About this exercise -
The expected output is a verbatim reprint of the lines from the beginning of the data that follows through the line that contains "Adds two Prometheus".

Data supplied -
PR #12100, opened 2026-08-23
feat(backend): export VAD gate audio-seconds and session counters to Prometheus

Git-on-my-level:
## What

Adds two Prometheus counters so the live VAD streaming gate's effect is observable from Grafana instead of only per-session JSON log lines:

- `omi_vad_gate_audio_seconds_total{outcome=sent|skipped, mode=active|shadow}` — audio seconds forwarded to vs withheld from the STT provider
- `omi_vad_gate_sessions_total{mode}` — gated sessions

Increments are per-chunk (crash-safe, no teardown-only lag). Pre-roll audio is only counted once its final outcome is known, so buffered silence is never double-counted as skipped-then-sent. Gate behavior, thresholds, and the existing JSON log are unchanged. Gate failures already record via `OMI_FALLBACK_TOTAL{component=vad}`, so no new fallback counter.

## Why

Prod runs `VAD_GATE_MODE=active`, but the gate's actual rejection rate ("what fraction of audio never reaches Deepgram") currently requires log spelunking. These counters answer that directly and cheaply.

## Tests

`tests/unit/test_vad_gate.py`: new parametrized test asserting counter deltas match the gate's byte accounting in both modes. Full file: 121 passed.

Implementation by codex (gpt-5.6-sol), reviewed and verified by Claude.

<a href="https://cubic.dev/pr/BasedHardware/omi/pull/12100?utm_source=github" target="_blank" rel="noopener noreferrer" data-no-image-dialog="true"><picture><source media="(prefers-color-scheme: dark)" srcset="https://www.cubic.dev/buttons/review-in-cubic-dark.svg"><source media="(prefers-color-scheme: light)" srcset="https://www.cubic.dev/buttons/review-in-cubic-light.svg">Review in cubic</picture></a>

### DIFF
--- a/backend/tests/unit/test_vad_gate.py
+++ b/backend/tests/unit/test_vad_gate.py
@@ -26,6 +26,8 @@ _mock_vad_prob = None  # When set, overrides _mock_is_speech for exact probabili
 
 import numpy as np
 
+from utils.metrics import OMI_VAD_GATE_AUDIO_SECONDS_TOTAL, OMI_VAD_GATE_SESSIONS_TOTAL
+
 
 def _mock_run_vad_window(window, state, context):
     """Mock run_vad_window that returns controlled probability.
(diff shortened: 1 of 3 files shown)


kodjima33 (approved):
feat(backend): adds Prometheus counters for VAD gate audio-seconds/sessions. Clean, well-tested observability addition, but it's a feature not a bug fix, so approve-only per the confidence gate.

Answer to this task -
PR #12100, opened 2026-08-23
feat(backend): export VAD gate audio-seconds and session counters to Prometheus

Git-on-my-level:
## What

Adds two Prometheus counters so the live VAD streaming gate's effect is observable from Grafana instead of only per-session JSON log lines:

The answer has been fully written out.